Retype everything in the listing, leaving each line exactly as it is.

(SUPPLIED MATERIAL Opens)

PR #193, opened 2024-05-26
Fix USB interface on macOS

parasyte:
When the `usbportinfo-interface` feature is enabled on macOS, the `UsbPortInfo::interface` is always `None`. A careful reading of https://developer.apple.com/library/archive/documentation/DeviceDrivers/Conceptual/USBBook/USBOverview/USBOverview.html#//apple_ref/doc/uid/TP40002644-BBIDGCHB indicates that device matching or interface matching needs to be considered on a per-application basis. This PR switches the class to `IOUSBHostInterface` when the feature is enabled, allowing the interface number to be returned.

I am not familiar with macOS, but this seems like a fair compromise without changing the `serialport` APIs to make a distinction between searching for devices and searching for interfaces.

### DIFF
--- a/CHANGELOG.md
+++ b/CHANGELOG.md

(SUPPLIED MATERIAL Closes)

RESPONSE FOR THIS EXERCISE:
PR #193, opened 2024-05-26
Fix USB interface on macOS

parasyte:
When the `usbportinfo-interface` feature is enabled on macOS, the `UsbPortInfo::interface` is always `None`. A careful reading of https://developer.apple.com/library/archive/documentation/DeviceDrivers/Conceptual/USBBook/USBOverview/USBOverview.html#//apple_ref/doc/uid/TP40002644-BBIDGCHB indicates that device matching or interface matching needs to be considered on a per-application basis. This PR switches the class to `IOUSBHostInterface` when the feature is enabled, allowing the interface number to be returned.

I am not familiar with macOS, but this seems like a fair compromise without changing the `serialport` APIs to make a distinction between searching for devices and searching for interfaces.

### DIFF
--- a/CHANGELOG.md
+++ b/CHANGELOG.md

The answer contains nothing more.